Displays Data for Resources That Are Out of Scope
Symptom
Netwrix Access Analyzer (formerly Enterprise Auditor) displays data for file system resources that are no longer within the defined scan scope.
Cause
The resources in question were previously within the scan scope and were collected by Access Analyzer. Once removed from scope, Access Analyzer no longer updates or scans them—by design—but does not automatically purge them from the database.
Scoping in Access Analyzer controls what is collected or updated going forward, not retroactively removing previously scanned data. Therefore, out-of-scope resources can still appear in reports and interfaces, although they are no longer maintained.
Resolution
There are two options for removing out-of-scope data:
Option 1: Full Host Data Removal
Netwrix Support can assist with dropping all file system data for the specified host. This removes all collected data for that host, not just the out-of-scope folders.

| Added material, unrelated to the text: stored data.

PR #1276, opened 2025-12-13
int64 over size_t for views

Aidan63:
Seems like there were two problems here.

One is something only msvc flagged up, the `get` and `set` functions on the value type reference has an ambigious conversion if the function it calls accepts `int64_t`.

The other is that the type apple clang uses for size_t doesn't have a dynamic conversion, so I've just switched the last few size_t references to int64_t (I'll also update the haxe extern).

### DIFF
--- a/include/cpp/marshal/Definitions.inc
+++ b/include/cpp/marshal/Definitions.inc
@@ -129,10 +129,10 @@ namespace cpp
             bool operator!=(const ValueReference<T>& inRHS) const;
 
             template<class K>
-            K get(int index);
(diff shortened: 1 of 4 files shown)


Aidan63:
Hmm, that is odd. I just did a HXCPP_M32 build of the haxe test suite locally in WSL and that passed fine. Those failing tests don't indicate anything either, just one of many `charCodeAt` and bytes `get` tests.

32bit linux haxe tests were also passed fine with the initial merge.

Refer to How to Drop File System Data from Netwrix Access Analyzer for detailed instructions.
Considerations:
- This action is irreversible and deletes historical activity not preserved in the Netwrix Activity Monitor.
- There is no impact on sensitive data or permissions.
- A new scan must be performed afterward using updated scoping rules.
Option 2: Custom Cleanup via Professional Services
For more granular removal (e.g., specific folders or paths), a one-time cleanup can be arranged through a paid Professional Services engagement.
Details:
- Tailored script-based cleanup of only the out-of-scope items.
- Maintains in-scope data and avoids a full purge.
- Requires coordination with the Professional Services team.
Best Practice: When setting the scan scope, define exclusions first. Then, add inclusions to target only the desired resources.